- Location in Miner County and the state of South Dakota
- Coordinates: 44°0′22″N 97°41′51″W﻿ / ﻿44.00611°N 97.69750°W
- Country: United States
- State: South Dakota
- County: Miner
- Incorporated: 1883
- Disincorporated: 2012

Area
- • Total: 0.41 sq mi (1.05 km^{2})
- • Land: 0.41 sq mi (1.05 km^{2})
- • Water: 0 sq mi (0.00 km^{2})
- Elevation: 1,398 ft (426 m)

Population (2020)
- • Total: 8
- • Density: 19.6/sq mi (7.58/km^{2})
- Time zone: UTC-6 (Central (CST))
- • Summer (DST): UTC-5 (CDT)
- ZIP code: 57349
- Area code: 605
- FIPS code: 46-56420
- GNIS feature ID: 2761337

= Roswell, South Dakota =

Roswell is a CDP in Miner County, South Dakota, United States. The population was 8 at the 2020 census. It disincorporated as a town in 2012.

Roswell was laid out in 1883, and named in honor of Roswell Miller, a railroad official.

==Geography==
According to the United States Census Bureau, the town has a total area of 1.41 sqmi, all land.

==Demographics==

Historical population
| Census | Pop. | Note | %± |
| 2020 | 8 |  | — |
U.S. Decennial Census

===2010 census===
As of the census of 2010, there were 15 people, 9 households, and 4 families residing in the town. The population density was 10.6 PD/sqmi. There were 11 housing units at an average density of 7.8 /sqmi. The racial makeup of the town was 100.0% White.
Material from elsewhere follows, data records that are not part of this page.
PR #288, opened 2023-08-02
[Router] Enforce redeem outflow limitations

uxd-vincent:
This is an implementation for the limiting the outflows to a hardcoded amount (or BPS) per epoch (epoch time configurable)

Basically maintain a set of new controller flags, and adds some accounting in the mint/redeem router IXs

PR Combo:
- uxd-client: https://github.com/UXDProtocol/uxd-client/pull/52
- uxd-cpi: https://github.com/UXDProtocol/uxd-cpi/pull/8
- uxd-program: https://github.com/UXDProtocol/uxd-program/pull/288

TLDR of the logic basically:
- when you redeem, increase the `epoch_outflow_amount`
- when you redeem, if you `epoch_outflow_amount` too much, stop the redeem
- when you mint, decrease the `epoch_outflow_amount`
- when you redeem, if some time has passed since the last redeem, we allow for more redeem based on how long was elapsed (decreased the `epoch_outflow_amount` proportionally to how long was elapsed since last redeem)


programs/uxd/src/instructions/redeem.rs
```diff
@@ -160,16 +163,66 @@ struct DepositoryInfoForRedeem<'info> {
...
+            .ok_or(UxdError::MathError)?
+    } else {
+        0
+    };
+
+    // Make sure we are not over the outflow limit!
+    require!(
+        u128::from(last_day_outflow_amount) <= limit_outflow_amount_per_day,
+        UxdError::MaximumOutflowAmountError
+    );
```
uxd-vincent, line 218: Main logic is here

programs/uxd/src/instructions/mint.rs
```diff
@@ -203,16 +203,23 @@ struct DepositoryInfoForMint<'info> {
 
 pub(crate) fn handler(ctx: Context<Mint>, collateral_amount: u64) -> Result<()> {
     // Gather all the onchain states we need (caps, weights and supplies)
-    let controller = ctx.accounts.controller.load()?;
+    let mut controller = ctx.accounts.controller.load_mut()?;
     let identity_depository = ctx.accounts.identity_depository.load()?;
     let mercurial_vault_depository = ctx.accounts.mercurial_vault_depository.load()?;
     let credix_lp_depository = ctx.accounts.credix_lp_depository.load()?;
 
+    // Make sure minting reduces the counter of outflow (minting is inflow)
```
acamill, line 211: 👍

target/idl/uxd.json
```diff
@@ -3398,136 +3436,141 @@
     },
     {
       "code": 6030,
```
acamill, line 3438: For this reason I think we should append error at the end of the file (so that error codes keep the same meaning for the future when someone look in the past tx onchain)

programs/uxd/src/state/controller.rs
```diff
@@ -94,6 +97,11 @@ pub struct Controller {
     pub mercurial_vault_depository: Pubkey,
     pub credix_lp_depository: Pubkey,
 
+    // Redeem limitation flags
+    pub limit_outflow_amount_per_day: u64, // or limit_outflow_bps_per_day
```
acamill, line 101: If by `limit_outflow_bps_per_day` you mean that it become something proportionnal to the current total circulating supply then yes I think it needs to be (like 5% or smthg). Then come the zeno paradox when the protocol is fully redeemed though... but minor I think? And we can put a hardcodecd `max(10k or proportionnal value)`

programs/uxd/src/instructions/redeem.rs
```diff
@@ -160,16 +163,66 @@ struct DepositoryInfoForRedeem<'info> {
...
+
+    // How much was unlocked by waiting since last redeem
+    let unlocked_outflow_amount = checked_convert_u128_to_u64({
+        u128::try_from(
+            now_timestamp
+                .checked_sub(controller.last_redeem_timestamp)
+                .ok_or(UxdError::MathError)?,
+        )
+        .ok()
+        .ok_or(UxdError::MathError)?
```
acamill, line 192: Could we base this PR off the Math PR?

acamill: I think all new code should use the new maths to not create more refactor for later, if you'r okay with the math PR

programs/uxd/src/instructions/redeem.rs
```diff
@@ -160,16 +163,66 @@ struct DepositoryInfoForRedeem<'info> {
...
 pub(crate) fn handler(ctx: Context<Redeem>, redeemable_amount: u64) -> Result<()> {
     // Gather all the onchain states we need (caps, weights and supplies)
-    let controller = ctx.accounts.controller.load()?;
+    let mut controller = ctx.accounts.controller.load_mut()?;
     let identity_depository = ctx.accounts.identity_depository.load()?;
     let mercurial_vault_depository = ctx.accounts.mercurial_vault_depository.load()?;
     let credix_lp_depository = ctx.accounts.credix_lp_depository.load()?;
+    let now_timestamp = Clock::get()?.unix_timestamp;
+
+    // Limit per day (NO MERGE, this include both options!! we only need one!!)
```
acamill, line 172: I think for the Zeno paradox thing mentioned earlier... We need both? And we can keep both parameterised, although need proper commenting to explain why

programs/uxd/src/instructions/redeem.rs
```diff
@@ -160,16 +163,66 @@ struct DepositoryInfoForRedeem<'info> {
...
+    } else {
+        controller
+            .redeemable_circulating_supply
+            .checked_mul(1000 /* controller.limit_outflow_bps_per_day */)
+            .ok_or(UxdError::MathError)?
+            .checked_div(BPS_UNIT_CONVERSION.into())
+            .ok_or(UxdError::MathError)?
+    };
+
+    // How much was unlocked by waiting since last redeem
```
acamill, line 184: ** I think the comment is confusing. Maybe worth removing the concept of days, introducing a "epoch" concept (which can be any slots duration, a day can be the starting value). Then this can become an uncommented clearer named var like `epoch_outflow_amount`

(I'll tag the related comments with the starting **)

programs/uxd/src/instructions/redeem.rs
```diff
@@ -160,16 +163,66 @@ struct DepositoryInfoForRedeem<'info> {
...
+        .ok()
+        .ok_or(UxdError::MathError)?
+        .checked_mul(limit_outflow_amount_per_day)
+        .ok_or(UxdError::MathError)?
+        .checked_div(SECONDS_PER_DAY.into())
+        .ok_or(UxdError::MathError)?
+    })?;
+
+    // How much outflow after this current redeem IX
+    let after_redeem_daily_outflow_amount = controller
```
acamill, line 200: ** `new_epoch_outflow_amount`

programs/uxd/src/instructions/redeem.rs
```diff
@@ -160,16 +163,66 @@ struct DepositoryInfoForRedeem<'info> {
...
+        .last_day_outflow_amount
+        .checked_add(redeemable_amount)
+        .ok_or(UxdError::MathError)?;
+
+    // How much outflow after this and since last redeem
+    let last_day_outflow_amount = if after_redeem_daily_outflow_amount > unlocked_outflow_amount {
```
acamill, line 206: ** `previous_epoch_outflow_amount`

programs/uxd/src/instructions/redeem.rs
acamill: Good pr overall, thanks for taking a jab at it ser

programs/uxd/src/state/controller.rs
acamill, line 101: ** `outflow_limit_per_epoch`

programs/uxd/src/state/controller.rs
```diff
@@ -94,6 +97,11 @@ pub struct Controller {
...
+    pub last_day_outflow_amount: u64,
```
acamill, line 102: ** `last_epoch_outflow_amount`

programs/uxd/src/state/controller.rs
```diff
@@ -94,6 +97,11 @@ pub struct Controller {
...
+    pub last_redeem_timestamp: i64,
```
acamill, line 103: ** `last_outflow_timestamp` ?

programs/uxd/src/state/controller.rs
uxd-vincent: Yeah for sure king, agreed, I think I will provide support for both 👌 to avoid the infinite redeem tail

target/idl/uxd.json
uxd-vincent: Smart, ok will do 👌

programs/uxd/src/instructions/redeem.rs
uxd-vincent: For sure, added support for both BPS and amount (and doing the max of the two)

This should solve this issue and let us be quite configurable here

programs/uxd/src/instructions/redeem.rs
uxd-vincent: Sounds good 👌

programs/uxd/src/instructions/redeem.rs
uxd-vincent: Sounds good 👌

programs/uxd/src/state/controller.rs
uxd-vincent: Sounds good 👌

programs/uxd/src/state/controller.rs
uxd-vincent: Sounds good 👌

programs/uxd/src/state/controller.rs
uxd-vincent: Sounds good 👌

programs/uxd/src/instructions/redeem.rs
uxd-vincent: Sounds good 👌 I changed the names to epoch and added a "seconds_per_epoch" configuration

programs/uxd/src/instructions/redeem.rs
uxd-vincent: Done 👌 

Merged math PR into this one 👌

uxd-vincent: Also used the new functions 🥳

programs/uxd/src/instructions/edit_controller.rs
```diff
@@ -139,12 +186,13 @@ impl<'info> EditController<'info> {
 
         // Validate the depositories_routing_weight_bps if specified
         if let Some(depositories_routing_weight_bps) = fields.depositories_routing_weight_bps {
-            let total_weight_bps = depositories_routing_weight_bps
-                .identity_depository_weight_bps
-                .checked_add(depositories_routing_weight_bps.mercurial_vault_depository_weight_bps)
-                .ok_or(UxdError::MathOverflow)?
-                .checked_add(depositories_routing_weight_bps.credix_lp_depository_weight_bps)
-                .ok_or(UxdError::MathOverflow)?;
+            let total_weight_bps = checked_add(
```
acamill, line 189: any checked_sum in existance? prob not but 😆

uxd-vincent: Didnt find any :p

programs/uxd/src/instructions/mint.rs
```diff
@@ -203,24 +205,28 @@ struct DepositoryInfoForMint<'info> {
...
+    controller.epoch_outflow_amount = if controller.epoch_outflow_amount > collateral_amount {
```
acamill, line 214: Maybe this is more explicit:

```suggestion
    controller.epoch_outflow_amount = min(0, checked_sub(controller.epoch_outflow_amount, collateral_amount)?);
```

acamill: Sorry I don't know how to use suggestion properly

uxd-vincent: We could make a math function for this :D

programs/uxd/src/instructions/redeem.rs
```diff
@@ -160,24 +167,67 @@ struct DepositoryInfoForRedeem<'info> {
...
+            checked_as_u128(last_outflow_seconds_ago)?,
+            current_outflow_limit_per_epoch_amount,
+        )?,
+        controller.seconds_per_epoch.into(),
+    )?)?;
+
+    // How much outflow in the current epoch right before the redeem IX
+    let previous_epoch_outflow_amount = if controller.epoch_outflow_amount > unlocked_outflow_amount
+    {
+        checked_sub(controller.epoch_outflow_amount, unlocked_outflow_amount)?
```
acamill, line 205: same

programs/uxd/src/instructions/mint.rs
acamill: Ok no math function we'r good I take it back x)

programs/uxd/src/instructions/redeem.rs
uxd-vincent: I'm confused, I think I should leae it as-is right ? based on your comment above: https://github.com/UXDProtocol/uxd-program/pull/288#discussion_r1285332840

programs/uxd/src/state/controller.rs
```diff
@@ -94,6 +101,13 @@ pub struct Controller {
     pub mercurial_vault_depository: Pubkey,
     pub credix_lp_depository: Pubkey,
 
+    // Flags needed for outflow limitation
+    pub outflow_limit_per_epoch_amount: u64,
+    pub outflow_limit_per_epoch_bps: u16,
+    pub seconds_per_epoch: u32,
```
acamill, line 107: Not sure should it be seconds or slots, prob slots?

programs/uxd/src/state/controller.rs
```diff
@@ -94,6 +101,13 @@ pub struct Controller {
...
+    pub epoch_outflow_amount: u64,
+    pub last_outflow_timestamp: i64,
```
acamill, line 109: Maybe `epoch_start_timestamp`?

acamill (approved):
Looking good, have made some comments

programs/uxd/src/state/controller.rs
uxd-vincent: Looking into the comments, I double checked and I think this name make semantic sense:
`last_outflow_timestamp` is the timestamp of the last redeem, it is not the start of the epoch (the epoch start is constantly X seconds ago, we dont need to store that I believe)

We just need this flag to compute "how long ago was the last redeem" so that we know how much we can decrease the current `epoch_outflow_amount` by.

Maybe i'm miss understanding your comment tho 👌 please let me know

GregoryNEUT (commented):
Looking good :) 

Note: got confused at first because of `epoch` terminology that is similar to solana epochs

programs/uxd/src/instructions/redeem.rs
```diff
@@ -160,24 +167,69 @@ struct DepositoryInfoForRedeem<'info> {
...
+    let controller_pda_signer: &[&[&[u8]]] = &[&[CONTROLLER_NAMESPACE, &[controller.bump]]];
 
     // The actual post-redeem circulating supply may be slightly higher
     // Due to redeem fees and precision loss. But the difference should be negligible and
     // Any future mint/redeem will recompute the targets based on the exact future circulating supply anyway
-    let mimimum_after_redeem_circulating_supply = controller
-        .redeemable_circulating_supply
-        .checked_sub(redeemable_amount.into())
-        .ok_or(UxdError::MathOverflow)?;
+    let mimimum_after_redeem_circulating_supply = checked_sub(
```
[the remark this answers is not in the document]
uxd-vincent: nice catch haha

programs/uxd/tests/integration_tests/suites/test_mint_and_redeem.rs
```diff
@@ -298,10 +340,54 @@ async fn test_mint_and_redeem() -> Result<(), program_test_context::ProgramTestE
...
+            depositories_routing_weight_bps: None,
+            router_depositories: None,
+            outflow_limit_per_epoch_amount: Some(amount_for_second_redeem),
+            outflow_limit_per_epoch_bps: None,
+            seconds_per_epoch: None,
+        },
+    )
+    .await?;
+
     // Redeeming after we exhaused the identity depository should fallback to mercurial depository
```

There were 9 households, of which 11.1% had children under the age of 18 living with them, 33.3% were married couples living together, 11.1% had a female householder with no husband present, and 55.6% were non-families. 55.6% of all households were made up of individuals, and 33.3% had someone living alone who was 65 years of age or older. The average household size was 1.67 and the average family size was 2.50.

The median age in the town was 57.3 years. 13.3% of residents were under the age of 18; 6.7% were between the ages of 18 and 24; 13.4% were from 25 to 44; 33.4% were from 45 to 64; and 33.3% were 65 years of age or older. The gender makeup of the town was 46.7% male and 53.3% female.

===2000 census===
As of the census of 2000, there were 21 people, 12 households, and 5 families residing in the town. The population density was 14.9 people per square mile (5.8/km^{2}). There were 12 housing units at an average density of 8.5 per square mile (3.3/km^{2}). The racial makeup of the town was 100.00% White.

There were 12 households, out of which 16.7% had children under the age of 18 living with them, 41.7% were married couples living together, none had a female householder with no husband present, and 58.3% were non-families. 58.3% of all households were made up of individuals, and 25.0% had someone living alone who was 65 years of age or older. The average household size was 1.75 and the average family size was 2.80.

In the town, the population was spread out, with 19.0% under the age of 18, none from 18 to 24, 19.0% from 25 to 44, 28.6% from 45 to 64, and 33.3% who were 65 years of age or older. The median age was 48 years. For every 10 females there were 11 males. For every 100 females age 18 and over, there were 112.5 males.

The median income for a household in the town was $6,750, and the median income for a family was $51,250. Males had a median income of $38,750 versus $0 for females. The per capita income for the town was $11,429. None of the families and 33.3% of the population were below the poverty line. Out of the total people living in poverty all of those 65 and older were living below the poverty line.